Yesterday a ceremony was held with officials from the Consulate General of the Republic of Turkey in New York, where H.E. Gökhan Yazgı, Deputy Minister of Culture and Tourism for the country received back 41 smuggled historical artefacts, dating from the 7th century BCE to the 7th century CE recovered based on investigations conducted in New York by the Antiquities Trafficking Unit attached to the New York District Attorney's Office in Manhattan and the U.S. Department of Homeland Security - Homeland Security Investigations division.
The works returned and exhibited at the New York Turkish House include:
The heads of 22 delicate Anatolian marble idols of the Kiliya type from the Chalcolithic period.

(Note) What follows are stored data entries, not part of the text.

PR #7407, opened 2025-02-18
Disable external parser for ORCA/C

sheumann:
ORCA/C uses its own asm format, and the external parser is not appropriate for it.

### DIFF
--- a/lib/compilers/orca.ts
+++ b/lib/compilers/orca.ts
@@ -43,6 +43,7 @@ export class ORCACompiler extends BaseCompiler {
     constructor(compilerInfo: PreliminaryCompilerInfo, env: CompilationEnvironment) {
         super(compilerInfo, env);
         this.goldenGate = this.compilerProps<string>(`compiler.${this.compiler.id}.goldenGate`);
+        this.externalparser = null;
         this.asm = new ORCAAsmParser(this.compilerProps);
         this.compiler.demangler = '';
         this.demanglerClass = null;


lib/compilers/orca.ts
```diff
@@ -43,6 +43,7 @@ export class ORCACompiler extends BaseCompiler {
     constructor(compilerInfo: PreliminaryCompilerInfo, env: CompilationEnvironment) {
         super(compilerInfo, env);
         this.goldenGate = this.compilerProps<string>(`compiler.${this.compiler.id}.goldenGate`);
+        this.externalparser = null;
```
mattgodbolt, line 46: Good find. This is one of those "should it be in the config or in here" type things; reasonably one could set `group.orca.externalparser=/some/bespoke/orca/parser` too, right? or the empty string? Either way works for me though : I'll merge and get this deployed.

mattgodbolt (approved):

mattgodbolt:
confirmed this does the trick! Rolling this out now, thanks @sheumann - note this will take ~20m to roll out and you _might_ have to force recompile (the little refresh button at the bottom of the output window) as we may have cached bad results.

lib/compilers/orca.ts
sheumann: One could, although an external parser for the ORCA assembly format doesn't currently exist, and I have no particular plans to create one. This way matches how llvm-mos.ts disables the external parser (presumably for similar reasons), but I also don't have a strong opinion about doing it here vs. in the config.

Intact and fragmented bronze sculptures, including two Heads of the Roman emperor Caracalla and the Bust of a Lady, which had been looted from Boubon, the ancient region known as the Cibyratis some 20 km south of Gölhisar, near the village İbecik in the Turkish province of Burdu. This site was extensively looted in the 1960s.
The two heads—one depicting a younger Caracalla previously held in the collection of the Fordham Museum of Art and the other featuring an older Caracalla from the Metropolitan Museum of Art had been confiscated in March 2023.
According to investigations conducted at the New York District Attorney's Office in Manhattan, the 160-180 CE Bust of a Lady was initially removed from Boubon and later transported to Switzerland via the now-deceased American antiquities dealer, Robert Hecht, where it was later purchased by the Worcester Art Museum, where it was exhibited until its confiscation in June 2023.
Some of these pieces had been in circulation via Jerome Eisenberg of Royal Athena Gallery and Michael L. Ward of Michael Ward & Co.
Other objects returned include various terracotta vessels, marble statuettes, and ancient armour.